Fertigungssparte wird ausgegründet

Acer Group trennt sich von der PC-Produktion

29.06.2001
MÜNCHEN (CW) - Die taiwanische Acer Group gründet ihre Fertigungssparte DMS in ein eigenständiges Unternehmen aus. Nach dem Verkauf der Mehrheitsanteile an Investoren soll die neue Gesellschaft Wistron (Wisdom Technology) an die Börse gehen und wie bisher neben Acer auch andere PC-Anbieter wie IBM oder Compaq beliefern.

Im Rahmen einer Neuorganisation hat die zur Acer Group gehörende Acer Inc. bereits Anfang des Jahres die Bereiche Acer Brand Organization (ABO) und Design and Manufacturing Services (DMS) aufgestellt. Während die ABO weiterhin PCs, Server, Notebooks und Peripherie unter eigenem Markennamen vertreiben soll, werde DMS als selbständiger Auftragsfertiger "die größten fünf bis sechs PC-Anbieter" beliefern, erklärte Oliver Ahrens, Marketing-Direktor der deutschen Acer-Dependance. Die Ausgründung und Überführung in die Gesellschaft Wistron soll Ende des Jahres vollzogen sein.

Acer werde an der Produktionsgesellschaft Wistron zunächst noch 20 bis 30 Prozent halten. Gegenwärtig sei man auf der Suche nach Käufern für die Aktienmehrheit, so Ahrens. Dabei könne es sich um potenzielle Kunden handeln. Nach dem Börsengang werde Acer seine Anteile möglicherweise reduzieren. Insgesamt wechseln zirka 9000 Mitarbeiter der DMS in das neue Unternehmen. Das Management inklusive CEO Simon Lin bleibe unverändert. Laut dem Vorstandschef des Konzerns, Stan Shih, möchte sich Acer künftig als Lösungsanbieter mit einem starken Dienstleistungsportfolio aufstellen. Wie dieses aussehen soll, ist allerdings unklar. Ahrens betonte im Gespräch mit der CW, Acer bleibe im Wesentlichen ein Hardwareanbieter.

Die Auftragsfertigung für große PC-Anbieter war für die Taiwaner nicht unproblematisch; damit habe man letztlich Konkurrenten gestärkt, erklärte der Manager.
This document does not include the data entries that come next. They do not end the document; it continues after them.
PR #4139, opened 2022-03-27
feat: wire up compactor scheduler and config

### LINKED ISSUE #4120: NG Compactor: break compaction check up to more bite size pieces
The compaction code currently looks for all possible things to compact, constructs a view of all of them, then tries to do all those compactions and then update for all compactions against the catalog (if I'm understanding the current code correctly).

This should be broken up more so that the compaction for a single partition can be run separately. I'm thinking of something like this:
1. For each sequencer:
2. Identify the best partition to compact
    1. Based on the most level 0 files
    2. Or the most tombstones
    3. Break tie against either criteria by picking the oldest (i.e. created_at is oldest for the level 0 files)
    4. Or if nothing is left to compact, return none
3. Return that info to the caller so that it can schedule compaction for the selected partition

The promotion of older level 0 files with no time overlap to level 1 could happen as part of step 2 if we want to save on work. But the running of compaction should be possible on the single identified partition per sequencer. Then the loop can just check for the next best partition after it completes the last one.

At the very least we need separation of identifying which partitions are highest priority to compact vs. actually running the compaction. So we can limit the scope of work and decide how many compactions to run concurrently.

pauldix:
* Add configuration options for compactor for the max size of level 0 files and split percentage.
* Add metrics for compaction to track the number of candidates, compactions, and durations.
* Add functions to separate identifying partitions to compact from running compaction.
* Make compaction run in smaller chunks, specifically per partition.
* Update compaction to automatically promote level 0 files that are non-overlapping without waiting some period of time.

Closes #4120


iox_catalog/src/postgres.rs
```diff
@@ -1483,6 +1483,24 @@ WHERE parquet_file.sequencer_id = $1
...
+    async fn list_by_partition_not_to_delete(
+        &mut self,
+        partition_id: PartitionId,
+    ) -> Result<Vec<ParquetFile>> {
+        sqlx::query_as::<_, ParquetFile>(
+            r#"
+SELECT *
+FROM parquet_file
+WHERE parquet_file.partition_id = $1
+  AND parquet_file.to_delete IS NULL;
```
domodwyer, line 1495: I think we're going to want at least one index on `partition_id`:

```
                                     QUERY PLAN
------------------------------------------------------------------------------------
 Gather  (cost=1000.00..791136.96 rows=56 width=1143)
   Workers Planned: 2
   ->  Parallel Seq Scan on parquet_file  (cost=0.00..790131.36 rows=23 width=1143)
         Filter: ((to_delete IS NULL) AND (partition_id = 1))
(7 rows)
```

Depending on how many deleted rows we expect per partition, it might be worth adding an index to `to_delete` too?

compactor/src/handler.rs
```diff
@@ -61,22 +65,126 @@ impl CompactorHandlerImpl {
...
+            if used_size > max_size {
+                break;
+            }
+        }
+
+        let compactions_run = handles.len();
+
+        if let Err(e) = futures::future::try_join_all(handles).await {
+            warn!("error compacting: {}", e);
+        }
```
domodwyer, line 183: If one compaction job fails, it'll immediately abort the rest of them - you might want to use something like [`FuturesUnordered`](https://docs.rs/futures/0.3.21/futures/stream/struct.FuturesUnordered.html) here, or the non-short-circuiting [`join_all`](https://docs.rs/futures/0.3.21/futures/future/fn.join_all.html) and inspect the returned array of `Result` for errors directly to allow the other jobs a change to complete.

clap_blocks/src/compactor.rs
```diff
@@ -23,4 +23,34 @@ pub struct CompactorConfig {
...
+    /// size of the input files to be compacted. Currently this only takes into account the
+    /// level 0 files, but should later also consider the level 1 files to be compacted. This
+    /// number should be less than 1/10th of the available memory to ensure compactions have
+    /// enough space to run. Default is 100,000,000 (100MB).
+    #[clap(
+        long = "--compaction-concurrent-size-bytes",
+        env = "INFLUXDB_IOX_COMPACTION_CONCURRENT_SIZE_BYTES",
+        default_value = "100000000"
+    )]
+    pub max_concurrent_compaction_size_bytes: i64,
```
domodwyer, line 55: Perhaps `usize` for these configs? It doesn't make sense to have a maximum of -10 bytes or -10% split and then the CLI will automatically reject invalid (negative) values.

compactor/src/handler.rs
```diff
@@ -61,22 +65,126 @@ impl CompactorHandlerImpl {
...
             object_store,
             exec,
             time_provider,
             BackoffConfig::default(),
+            config.clone(),
+            registry,
         ));
 
+        let shutdown = CancellationToken::new();
+        let runner_handle = tokio::task::spawn(run_compactor(Arc::clone(&compactor_data)));
```
domodwyer, line 83: We can plumb through the shutdown signal / proper cleanup rather simply from here! If we change the `run_compactor` call to include the token above:

```suggestion
        let runner_handle = tokio::task::spawn(run_compactor(
            Arc::clone(&compactor_data),
            shutdown.child_token(),
        ));
```

And update the fn signature to:

```rust
async fn run_compactor(compactor: Arc<Compactor>, shutdown: CancellationToken)
```

Then the compactor loop can stop when the shutdown signal is given by changing the unconditional `loop` to:

```rust
while !shutdown.is_cancelled() { /* compaction stuff */ }
```

At this point, calling shutdown on the compactor will cause it to finish up the compactions it is doing, and then gracefully stop. We just need a way for the caller to know when the compactor has finished up with the in-flight compactions - you've done most of that plumbing already! We just need to change the `join()` method in the `CompactorHandler` in this file to:

```rust
    async fn join(&self) {
        self.runner_handle
            .clone()
            .await
            .expect("compactor task failed");
    }
```


And now graceful shutdown is all set up! 🎉 

We might want a different shutdown behaviour (like stop ASAP and throw away in-progress compactions) but they're all easy to tweak from here 👌

domodwyer (approved):

iox_catalog/src/postgres.rs
pauldix: I wouldn't expect that many deleted rows on a per partition basis. But yeah, we'll likely need to add some indexes in. I think we should get a little farther down the path and then figure out what makes the most sense.

clap_blocks/src/compactor.rs
pauldix: Yeah, I just had them as i64 because that's what we have as the underlying data type from Postgres. Lack of unsigned support strikes again.

compactor/src/handler.rs
pauldix: I think finishing the running compactions is probably the best behavior. Each run of this loop is meant to be something that doesn't take a great deal of time. I'd hope that the compactions finish within a few seconds, which seems a reasonable wait time for a shutdown if work is in progress. 

Thanks for the help!

iox_catalog/src/postgres.rs
domodwyer: We wound up adding an index on `to_delete` as part of #4131 anyway as it runs a query against the parquet table with no other predicates that would be able narrow it down from a full table scan: https://github.com/influxdata/influxdb_iox/pull/4131/commits/196507a235b050f1bc796834cbdc00aea8112169

compactor/src/compact.rs
```diff
@@ -177,26 +179,80 @@ pub struct Compactor {
...
+    level_promotion_counter: Metric<U64Counter>,
+
+    /// Gauge for the number of compaction candidates
+    compaction_candidate_gauge: Metric<U64Gauge>,
+
+    /// Gauge for the number of bytes across compaction candidates
+    compaction_candidate_bytes_gauge: Metric<U64Gauge>,
+
+    /// Histogram for tracking the time to compact a partition
+    compaction_duration_ms: Metric<U64Histogram>,
```
NGA-TRAN, line 200: Question about these metrics: Do their values always increase? Will we ever reset them?

compactor/src/compact.rs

Insbesondere im Notebook-Markt habe Acer sich als Mitbewerber von Compaq, HP oder Dell etabliert, gleichzeitig aber als Original Equipment Manufacturer (OEM) diese Unternehmen mit Rechnern versorgt.

Acer sei zudem bei der Auswahl von OEM-Partnern nie so flexibel gewesen wie Compaq oder Dell. Stattdessen habe man sich stets bei den eigenen Fabriken bedienen müssen. Produkte, die dort nicht gefertigt wurden, konnte Acer - im Gegensatz etwa zu IBM mit seinen Handheld-Produkten - nicht anbieten. Mit der Unabhängigkeit von der Fertigungssparte erhalte Acer mehr Spielraum für sein Produktportfolio.

Die Auftragsfertigung hat sich nicht nur für Acer als nachteilig erwiesen. Weil die DMS als Teil von Acer immer auch als Mitbewerber gesehen wurde, hielten sich die großen Abnehmer zunehmend mit Aufträgen zurück. Auch der Konjunkturabschwung wirkte sich negativ aus, die PC-Produktion fuhr Verluste ein.

Presseberichten, denen zufolge sich der Konzern wegen der starken chinesischen Konkurrenz aus der PC-Produktion verabschiede, mochte Ahrens nicht zustimmen. Acer betreibe selbst Fertigungsstätten in China, die Kosten würden sich kaum unterscheiden. Auch Wistron werde die chinesischen Fertigungsstätten nutzen. Die finanzielle Lage des größten taiwanischen IT-Unternehmens ist angespannt. In den ersten fünf Monaten des laufenden Jahres brach der Umsatz von Acer Inc. um 35 Prozent auf umgerechnet 870 Millionen Dollar ein. Nach der teuren Reorganisation erwartet Acer im Jahr 2004 wieder Gewinne in Höhe von 437 Millionen Dollar.